--- Input Enclosed Below ---
PR #1182, opened 2024-06-14
Parallelize the remapping of Noah-MP static fields in init_atmosphere core

mgduda:
This PR parallelizes the remapping of Noah-MP static fields in the init_atmosphere core.

Following the strategy employed for the parallel remapping of other static fields in the init_atmosphere core, this PR reworks the code for remapping `soilcomp`, `soilcl1`, `soilcl2`, `soilcl3`, and `soilcl4` so that no special graph partition files are needed in order to get bit-wise identical values for these fields when using any number of MPI tasks.

The `soilcomp` field is handled as a multi-layer, continuous field, while `soilcl{1,2,3,4}` are handled as categorical fields (although they are declared in the Registry as `real` fields).

### DIFF
--- a/src/core_init_atmosphere/mpas_init_atm_static.F
+++ b/src/core_init_atmosphere/mpas_init_atm_static.F
@@ -89,11 +89,14 @@
  ! use module level variables for now...
  !
  integer (kind=I8KIND), dimension(:), pointer :: ter_integer
+ integer (kind=I8KIND), dimension(:,:), pointer :: soilcomp_int
+ real (kind=RKIND) :: soilcomp_msgval = 255.0_RKIND   ! Modified later based on index file for soilcomp
  integer, dimension(:), pointer :: lu_index
  integer, dimension(:), pointer :: soilcat_top
  integer, dimension(:), pointer :: nhs
  integer, dimension(:,:), allocatable:: ncat
- ! Landmask is used by the accumulation function for maxsnoalb so it needs to be a global variable
+ ! Landmask is used by the accumulation function for maxsnoalb and soilcomp,
+ ! so it needs to be a global variable
  integer, dimension(:), pointer :: landmask
 
  integer, pointer :: category_min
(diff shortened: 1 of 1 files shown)


ldfowler58:
Hi Michael:
Thanks for working on the parallel remapping of those 5 fields. Looking at the updated sourcecode, it looks like a lot of the original sourcecode has been replaced with subroutine calls. Unfortunately, I am very unfamiliar on the parallelization of the static fields. So it is a little difficult for me to comment on theses changes. Would it be useful for you if I were to try using your updated sourcecode separately? Just let me know, and I can redo the initialization of those static fields later this afternoon.

mgduda:
@ldfowler58 I think just giving the code a try would be sufficient for the purposes of a review.

ldfowler58:
Hi Michael:
I used your updated sourcecode to build the static fields and compared the different soil* fields against the ones without parallelization. While soilcl1, soilcl2, soilcl3, and soilcl4 are the same, I found very large differences for the soilcomp fields.

I out my original plots in /glade/u/home/laura/forMichael/ and plots using your sourcecode in /glade/u/home/laura/forMichael/parallel_noahmp_static/parallel.

Can you please look at the difference between the soilcomp fields. Thanks.

ldfowler58:
Maybe, we are missing the scale factor? Also, in subroutine interp_soilcomp, I did not find where soilcomp_int was computed? Thanks.

mgduda:
@ldfowler58 Thanks for checking the fields. It looks like I did forget to apply the `scale_factor` to `soilcomp`. I've just pushed another commit (that I'll squash before merging this PR) with two fixes: (1) apply `scale_factor` to the `soilcomp` field, and (2) only remap the `soilcomp` field to land points as defined by the MPAS `landmask` field.

mgduda:
@ldfowler58 To answer your other question, `soilcomp_int` is updated in the `soilcomp_interp_accumulation` routine, which is called from `init_atm_map_static_data` (which in turn is called from `interp_soilcomp`).

ldfowler58:
I updated my plots of soilcomp using the ncl script, making sure that I was not doing an extra rescaling. For all soilcomp fields, the parallel and non-parallel sourcecode produce similar interpolated fields. I agree to replace the non-parallel sourcecode with the one that parallelizes the remapping of the Noah-MP static fields.

ldfowler58 (approved):

mgduda:
@ldfowler58 Thanks for the review! I've just force-pushed an update to squash the last fixup commit for the scale factor into the previous commit, but I've verified that the rebase introduced no changes.

PR #1187, opened 2024-06-20
Add "-check all" to LDFLAGS_DEBUG for 'intel' build target

mgduda:
This PR adds `-check all` to `LDFLAGS_DEBUG` for the `intel` build target to resolve linking errors.

When building MPAS with the Intel oneAPI compilers and `DEBUG=true`, the linking step fails with undefined
references to various `__msan` symbols. According to the Intel compiler documentation, if `-check all` is used
to compile source files, that option must also be used during linking. From the Intel 2024.1 manual:
```
     Caution
     Files compiled with option check all should also be
     linked with this same option, or the link step may fail.
```

PR #1188, opened 2024-06-20
Add ONLY clause to USE statements for the 'mpi_f08' module

mgduda:
This PR adds `ONLY` clauses to all `USE` statements for the `mpi_f08` module in MPAS.

Besides being a generally good practice, the use of only those entities from the 'mpi_f08' module that are actually needed eliminates link-time issues with debug builds using the Intel oneAPI compilers (with the Cray MPICH library).

### DIFF
--- a/src/framework/mpas_abort.F
+++ b/src/framework/mpas_abort.F
@@ -33,7 +33,7 @@ module mpas_abort
 #ifdef _MPI
 #ifndef NOMPIMOD
 #ifdef MPAS_USE_MPI_F08
-      use mpi_f08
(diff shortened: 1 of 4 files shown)


mgduda:
When combined with PR #1187, `DEBUG=true` builds with the `intel/2024.0.2` module on Derecho should be successful. However, runs fail almost immediately due to what look like issues with uninitialized variables. So there may be another PR needed to turn off some checks (for example, changing `-check all` to something like `-check pointers,bounds`).

gdicker1 (approved):
As you say, these changes are best practice and make sense. Approved by inspection.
--- End of Enclosed Input ---
An exact reproduction of all the records is required.

PR #1182, opened 2024-06-14
Parallelize the remapping of Noah-MP static fields in init_atmosphere core

mgduda:
This PR parallelizes the remapping of Noah-MP static fields in the init_atmosphere core.

Following the strategy employed for the parallel remapping of other static fields in the init_atmosphere core, this PR reworks the code for remapping `soilcomp`, `soilcl1`, `soilcl2`, `soilcl3`, and `soilcl4` so that no special graph partition files are needed in order to get bit-wise identical values for these fields when using any number of MPI tasks.

The `soilcomp` field is handled as a multi-layer, continuous field, while `soilcl{1,2,3,4}` are handled as categorical fields (although they are declared in the Registry as `real` fields).

### DIFF
--- a/src/core_init_atmosphere/mpas_init_atm_static.F
+++ b/src/core_init_atmosphere/mpas_init_atm_static.F
@@ -89,11 +89,14 @@
  ! use module level variables for now...
  !
  integer (kind=I8KIND), dimension(:), pointer :: ter_integer
+ integer (kind=I8KIND), dimension(:,:), pointer :: soilcomp_int
+ real (kind=RKIND) :: soilcomp_msgval = 255.0_RKIND   ! Modified later based on index file for soilcomp
  integer, dimension(:), pointer :: lu_index
  integer, dimension(:), pointer :: soilcat_top
  integer, dimension(:), pointer :: nhs
  integer, dimension(:,:), allocatable:: ncat
- ! Landmask is used by the accumulation function for maxsnoalb so it needs to be a global variable
+ ! Landmask is used by the accumulation function for maxsnoalb and soilcomp,
+ ! so it needs to be a global variable
  integer, dimension(:), pointer :: landmask
 
  integer, pointer :: category_min
(diff shortened: 1 of 1 files shown)


ldfowler58:
Hi Michael:
Thanks for working on the parallel remapping of those 5 fields. Looking at the updated sourcecode, it looks like a lot of the original sourcecode has been replaced with subroutine calls. Unfortunately, I am very unfamiliar on the parallelization of the static fields. So it is a little difficult for me to comment on theses changes. Would it be useful for you if I were to try using your updated sourcecode separately? Just let me know, and I can redo the initialization of those static fields later this afternoon.

mgduda:
@ldfowler58 I think just giving the code a try would be sufficient for the purposes of a review.

ldfowler58:
Hi Michael:
I used your updated sourcecode to build the static fields and compared the different soil* fields against the ones without parallelization. While soilcl1, soilcl2, soilcl3, and soilcl4 are the same, I found very large differences for the soilcomp fields.

I out my original plots in /glade/u/home/laura/forMichael/ and plots using your sourcecode in /glade/u/home/laura/forMichael/parallel_noahmp_static/parallel.

Can you please look at the difference between the soilcomp fields. Thanks.

ldfowler58:
Maybe, we are missing the scale factor? Also, in subroutine interp_soilcomp, I did not find where soilcomp_int was computed? Thanks.

mgduda:
@ldfowler58 Thanks for checking the fields. It looks like I did forget to apply the `scale_factor` to `soilcomp`. I've just pushed another commit (that I'll squash before merging this PR) with two fixes: (1) apply `scale_factor` to the `soilcomp` field, and (2) only remap the `soilcomp` field to land points as defined by the MPAS `landmask` field.

mgduda:
@ldfowler58 To answer your other question, `soilcomp_int` is updated in the `soilcomp_interp_accumulation` routine, which is called from `init_atm_map_static_data` (which in turn is called from `interp_soilcomp`).

ldfowler58:
I updated my plots of soilcomp using the ncl script, making sure that I was not doing an extra rescaling. For all soilcomp fields, the parallel and non-parallel sourcecode produce similar interpolated fields. I agree to replace the non-parallel sourcecode with the one that parallelizes the remapping of the Noah-MP static fields.

ldfowler58 (approved):

mgduda:
@ldfowler58 Thanks for the review! I've just force-pushed an update to squash the last fixup commit for the scale factor into the previous commit, but I've verified that the rebase introduced no changes.

PR #1187, opened 2024-06-20
Add "-check all" to LDFLAGS_DEBUG for 'intel' build target

mgduda:
This PR adds `-check all` to `LDFLAGS_DEBUG` for the `intel` build target to resolve linking errors.

When building MPAS with the Intel oneAPI compilers and `DEBUG=true`, the linking step fails with undefined
references to various `__msan` symbols. According to the Intel compiler documentation, if `-check all` is used
to compile source files, that option must also be used during linking. From the Intel 2024.1 manual:
```
     Caution
     Files compiled with option check all should also be
     linked with this same option, or the link step may fail.
```

PR #1188, opened 2024-06-20
Add ONLY clause to USE statements for the 'mpi_f08' module

mgduda:
This PR adds `ONLY` clauses to all `USE` statements for the `mpi_f08` module in MPAS.

Besides being a generally good practice, the use of only those entities from the 'mpi_f08' module that are actually needed eliminates link-time issues with debug builds using the Intel oneAPI compilers (with the Cray MPICH library).

### DIFF
--- a/src/framework/mpas_abort.F
+++ b/src/framework/mpas_abort.F
@@ -33,7 +33,7 @@ module mpas_abort
 #ifdef _MPI
 #ifndef NOMPIMOD
 #ifdef MPAS_USE_MPI_F08
-      use mpi_f08
(diff shortened: 1 of 4 files shown)


mgduda:
When combined with PR #1187, `DEBUG=true` builds with the `intel/2024.0.2` module on Derecho should be successful. However, runs fail almost immediately due to what look like issues with uninitialized variables. So there may be another PR needed to turn off some checks (for example, changing `-check all` to something like `-check pointers,bounds`).

gdicker1 (approved):
As you say, these changes are best practice and make sense. Approved by inspection.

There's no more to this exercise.